Issue #856, opened 2024-10-15
Release version 0.5.22: Wallet Settings: When user clicks on copy for Monero address they are prompted to restart the app


Tas4tari:
**Describe the bug**
As a user I find that when I click on the `copy` icon for the Monero address, the `Restart Tari Universe?` pop up appears. It makes no sense to have it on the Copy icon

**A few other issues:**
- It is not intuitive to the user that they are able to edit their Monero addess as there is no edit icon
- When I remove my Monero address and leave it blank, and click cancel within the `Restart Tari Universe?` pop up, I find that it does not re-populate the input with the address that was there prior to me removing it. 
  - As a user I was expecting the  change to not be retained as I selected to cancel the pop up instead of restarting to activate the change

**Loom:**
https://www.loom.com/share/54bc8d2630cb40b18cd46fc94819aec7?sid=b5d87a71-70a4-4e99-a06e-2526a31cbd0a

** Device:**
- Acer 315-59, version 23H2, 12th Gen intel core i7
- Windows 11

Tas4tari:
Tested on Windows 11 on NextNet version 0.5.27 and issue is still occurring

Tas4tari:
Tested on Windows 11, version 0.5.28 and this is still an issue

Anziskavds:
This is happening on MacBook Air 13 inch M1 2020 on Sonoma 14.5 on Testnet v0.5.48.
<img width="1370" alt="image" src="https://github.com/user-attachments/assets/f038c18a-ae77-415d-aeb4-605b5d60243f">

Tas4tari:
Tested on Windows 11, app version 0.5.56 and this is still an issue

Tas4tari:
Tested on app version 0.5.58 on Windows 11 and this is still occurring

Tas4tari:
Tested on Windows 11 on app version 0.5.60 and this is still an issue

Tas4tari:
Tested on Windows 11 on app version 0.5.63 and this is still an issue

Tas4tari:
Tested on Windows 11 on app version 0.6.0 and this is still an issue

Tas4tari:
Tested on Windows 11 on app version 0.6.2 and this is still an issue

Tas4tari:
Tested on Windows 11 on app version 0.6.4 and this is still an issue

Tas4tari:
Tested on Windows 11 on app version 0.6.6 and this is still an issue

[...]

PR #1116, opened 2024-11-25
fix: prevent reset app dialog after copying monero address

MCozhusheck:
Description
---
Prevent reset app dialog popping up when user copies monero address
Closes: #856 

Motivation and Context
---
We should show this dialog only when user changes monero address.

How Has This Been Tested?
---
Run on ubuntu and windows, repeatedly clicked monero address multiple times and the dialog did not show up.

---
Same as above.

Breaking Changes
---

- [x] None
- [ ] Requires hard fork
- [ ] Other - Please specify


shanimal08 (approved):

Tas4tari:
Tested successfully on Windows 11, app version 0.7.8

> _Problem statement_
One inclusive range is required: first line of the data through the line containing "- It is not". Set it down exactly and output nothing else.

> _Solution to this exercise_
Issue #856, opened 2024-10-15
Release version 0.5.22: Wallet Settings: When user clicks on copy for Monero address they are prompted to restart the app


Tas4tari:
**Describe the bug**
As a user I find that when I click on the `copy` icon for the Monero address, the `Restart Tari Universe?` pop up appears. It makes no sense to have it on the Copy icon

**A few other issues:**
- It is not intuitive to the user that they are able to edit their Monero addess as there is no edit icon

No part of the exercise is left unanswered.